Start of Material provided

PR #53500, opened 2024-01-11
do not mock `RequestStack` in tests

xabbuh:
| Q             | A
| ------------- | ---
| Branch?       | 7.1
| Bug fix?      | no
| New feature?  | no
| Deprecations? | no
| Issues        | 
| License       | MIT

### DIFF
--- a/src/Symfony/Component/HttpKernel/Tests/EventListener/LocaleListenerTest.php
+++ b/src/Symfony/Component/HttpKernel/Tests/EventListener/LocaleListenerTest.php
@@ -11,7 +11,6 @@
 
 namespace Symfony\Component\HttpKernel\Tests\EventListener;
 
-use PHPUnit\Framework\MockObject\MockObject;
 use PHPUnit\Framework\TestCase;
 use Symfony\Component\EventDispatcher\EventSubscriberInterface;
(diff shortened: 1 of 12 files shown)


src/Symfony/Component/HttpKernel/Tests/EventListener/LocaleListenerTest.php
```diff
@@ -26,11 +25,11 @@
 
 class LocaleListenerTest extends TestCase
 {
-    private MockObject&RequestStack $requestStack;
+    private RequestStack $requestStack;
 
     protected function setUp(): void
     {
-        $this->requestStack = $this->createMock(RequestStack::class);
+        $this->requestStack = new RequestStack();
```
OskarStark: Why this setup, I would use new RequestStack() directly for discoverability, no?

OskarStark:
As this hardens the codebase, I am for target branch 5.4

nicolas-grekas (approved):
Thanks!
This is not a bugfix so 7.1 is correct to me. Also the code is different in 5.4 so moving the patch to it would double the effort.

nicolas-grekas:
Thank you @xabbuh.

PR #53505, opened 2024-01-11
[Validator] added reviewed Latvian translations

k0d3r1s:
| Q             | A
| ------------- | ---
| Branch?       | 5.4
| Bug fix?      | yes
| New feature?  | no
| Deprecations? | no
| License       | MIT

### DIFF
--- a/src/Symfony/Component/Validator/Resources/translations/validators.lv.xlf
+++ b/src/Symfony/Component/Validator/Resources/translations/validators.lv.xlf
@@ -136,7 +136,7 @@
             </trans-unit>
             <trans-unit id="37">
                 <source>This is not a valid IP address.</source>
-                <target state="needs-review-translation">Šī vērtība nav derīga IP adrese.</target>
+                <target>Šī nav derīga IP adrese.</target>
             </trans-unit>
             <trans-unit id="38">
                 <source>This value is not a valid language.</source>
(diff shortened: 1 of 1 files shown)


src/Symfony/Component/Validator/Resources/translations/validators.lv.xlf
```diff
@@ -136,7 +136,7 @@
             </trans-unit>
             <trans-unit id="37">
                 <source>This is not a valid IP address.</source>
-                <target state="needs-review-translation">Šī vērtība nav derīga IP adrese.</target>
+                <target>Šī nav derīga IP adrese.</target>
```
nicolas-grekas, line 139: you're removing `vērtība` but we want the translation to be as if the english version where "This *value* is not a valid IP address." (same for other updates). Should we keep the word?

nicolas-grekas: Or use `Šai vērtībai`  as in other existing messages that start with "This value is not"?

k0d3r1s: but source part now does not contain word "value". "vērtība" literally means "value"

nicolas-grekas: yes, that's exactly what I mean.
See #53507

PR #7460, opened 2024-03-18
 Add a note for using `id` instead of `slug` when using type: 'data'

KoriIku:
#### Description

The `slug` property only exists when type is set to `content`. If type is set to `data`, using the example code will result in an error indicating that slug must be a string. 

While the "Custom Slugs" and "Filtering Collection Queries" sections of this document mention that `slug` exists only in `content`, a reminder here may help beginners who overlook this point avoid trouble.


sarah11918:
Hi @KoriIku ! Thanks for providing some helpful extra clarification for the docs on data collections!
 
Can you please remove the translation file in this PR? When content changes are proposed to the English site, the PR should contain *only* a change to the English file, which is treated as the source file for our i18n tracking system.

Only after the English is reviewed, edited, and approved do we consider changes ready for translation. Even small changes to the English site are often revised before publishing, so we ask that you not worry about submitting a translation at the same time, to save you time, and because we have a system for translations already!  :raised_hands:

src/content/docs/en/guides/content-collections.mdx
```diff
@@ -482,7 +482,7 @@ The exact method for generating routes will depend on your build [`output`](/en/
 
 If you are building a static website (Astro's default behavior), you would use the [`getStaticPaths()`](/en/reference/api-reference/#getstaticpaths) function to create multiple pages from a single `src/pages/` component during your build.
 
-Call [`getCollection()`](/en/reference/api-reference/#getcollection) inside of `getStaticPaths()` to query your content. Then, create your new URL paths using the `slug` property of each content entry.
+Call `getCollection()` inside of `getStaticPaths()` to [query your content or data collection](https://docs.astro.build/en/guides/content-collections/#querying-collections). Then, create your new URL paths using the `slug` property (content collections) or `id` property (data collections) of each content entry.
```
sarah11918, line 485:
```suggestion
Call `getCollection()` inside of `getStaticPaths()` to [query your content or data collection](/en/guides/content-collections/#querying-collections). Then, create your new URL paths using the `slug` property (content collections) or `id` property (data collections) of each content entry.
```

sarah11918:
Hi @KoriIku ! I'm so sorry that it took me so long to get back to this one! Thank you for your patience!

We always prefer to not add extra notes/tips/cautions etc. for regular information that should be part of the text or instruction, so I was waiting until I could look at the page more closely and figure out how to best add this content inside the regular text.

See what you think of this instead! I think this makes the properties clear, and also links back to where on the page the properties are listed out, so that someone can find for themselves where it's mentioned that data collections use `id`. Are you happy with this change instead?

KoriIku:
Thank you for your revisions, it does indeed look better now.

sarah11918 (approved):
Thank you again for this helpful extra content @KoriIku ! I think this section is indeed more helpful now, and I'm so glad you contributed it! :raised_hands:

PR #7461, opened 2024-03-18
i18n(zh-cn): Update framework-components.mdx

KoriIku:
#### Description (required)

The block for the tip is missing a colon.


liruifengv (approved):
LGTM. Nice catch!

PR #7462, opened 2024-03-18
added a tip for markdown with `layout` frontmatter

liruifengv:
#### Description (required)

added a warning tip for use `image()` helper

- https://github.com/withastro/astro/issues/10468


sarah11918:
Hi @liruifengv!

Let's discuss this, because I think the fix for docs is actually to emphasize in *content collections* that you are no longer using the layout property anymore, because your Markdown/MDX files are no longer actual pages (that can control their own layout). In content collections, these files now only provide some content and metadata.

See the Step 10 here: https://docs.astro.build/en/tutorials/add-content-collections/#generate-pages-from-a-collection I think this is the real issue, that your frontmatter no longer handles your layout. Instead, your `[slug].astro` file does.

So, I don't see the solution as something for the image page, but instead something that makes it clear that your Markdown files should NOT attempt to use a layout when they are entries in a collection, because they are no longer a page that can/does control that.

What do you think? Is there a spot this could be clearer in one of these pages: content collections, Markdown/MDX guide, or even Pages (where we discuss markdown pages) because not every markdown file *is* a "Markdown page" -- only the ones in `src/pages/` are. Those last two pages were written before content collections existed, so it makes sense that they don't fully explain the difference when *collections* are involved.

sarah11918 (commented):
Thank you for adding this helpful content @liruifengv ! It took me a while, but what do you think about my suggestion instead? This emphasizes right upfront that the property is only available for Markdown/MDX *pages* (with a link and an extra definition).

Although it doesn't say you can't use this with content collections, I think it makes it clear about when you CAN use it. What do you think?

liruifengv:
> Thank you for adding this helpful content @liruifengv ! It took me a while, but what do you think about my suggestion instead? This emphasizes right upfront that the property is only available for Markdown/MDX *pages* (with a link and an extra definition).
> 
> 
> 
> Although it doesn't say you can't use this with content collections, I think it makes it clear about when you CAN use it. What do you think?

Looks great!

sarah11918 (approved):
LGTM! Thank you, this is really helpful content to have !

PR #7471, opened 2024-03-18
i18n(fr) Wrong code example on rss feed generation

borelkoumo:
#### Description (required)
In the tutorial, we are using this code to generate the rss feed
[Create an .xml feed document](https://docs.astro.build/en/tutorial/5-astro-api/4/#create-an-xml-feed-document)

image

Running `npm run build` with above code from the tutorial outputs a WARN:

image

Changes made in this PR fix that, and allows the rss.xml file to be correctly generated


src/content/docs/fr/tutorial/5-astro-api/4.mdx
```diff
@@ -95,7 +95,7 @@ Les personnes peuvent s'abonner à votre flux dans un lecteur de flux et recevoi
     import { defineConfig } from "astro/config";
 
     export default defineConfig({
-      site: "https://exemple.com"
+      site: "https://mon-site-de-blog.netlify.app"
```
sarah11918, line 98:
```suggestion
      site: "https://example.com"
```
I'm going to ask our French translators for advice here! Normally "example.com" is a reserved URL for documentation etc. and it is recommended to use instead of other specific domain names.

But, I'm not sure whether the translated version is *also* a protected domain name specifically for testing and documentation! What do we think??

sarah11918 (commented):
Merci, @borelkoumo ! Yes, the `GET` must now be capitalized and you have matched the English version well. Thank you for catching this, and taking the time to contribute!

I have one question for our group, in a comment below, so we'll get that figured out and then can add this helpful contribution to our docs! :muscle:

src/content/docs/fr/tutorial/5-astro-api/4.mdx
thomasbnt: Owwh good catch @borelkoumo ! Yes @sarah11918, it's a translated URL, but it links to a fraudulent site or whatever. So it's better to keep `example.com`!

borelkoumo: Hi @sarah11918 and @thomasbnt 
I'm excited to use Astro, and to make my very first contribution to this framework.
I also think it's better to keep `example.com`, which is a well known placeholder

thomasbnt (approved):
LGTM! 🚀

yanthomasdev (approved):
LGTM! Thanks 🙌

PR #7481, opened 2024-03-19
Update github.mdx

ben-milanko:
This example does not work with the leading slash.

#### Description (required)

When trying this example out, the leading slash would deploy the site with an empty base, breaking the references.


sarah11918 (approved):
Thank you for providing this helpful update @ben-milanko , and welcome to Team Docs! :partying_face:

End of Material provided

**Your task:** Your answer should be the lines above from the one containing "added a warning" through the one containing "Let's discuss this, because", copied exactly and with both ends kept.

**Finished task:**
added a warning tip for use `image()` helper

- https://github.com/withastro/astro/issues/10468


sarah11918:
Hi @liruifengv!

Let's discuss this, because I think the fix for docs is actually to emphasize in *content collections* that you are no longer using the layout property anymore, because your Markdown/MDX files are no longer actual pages (that can control their own layout). In content collections, these files now only provide some content and metadata.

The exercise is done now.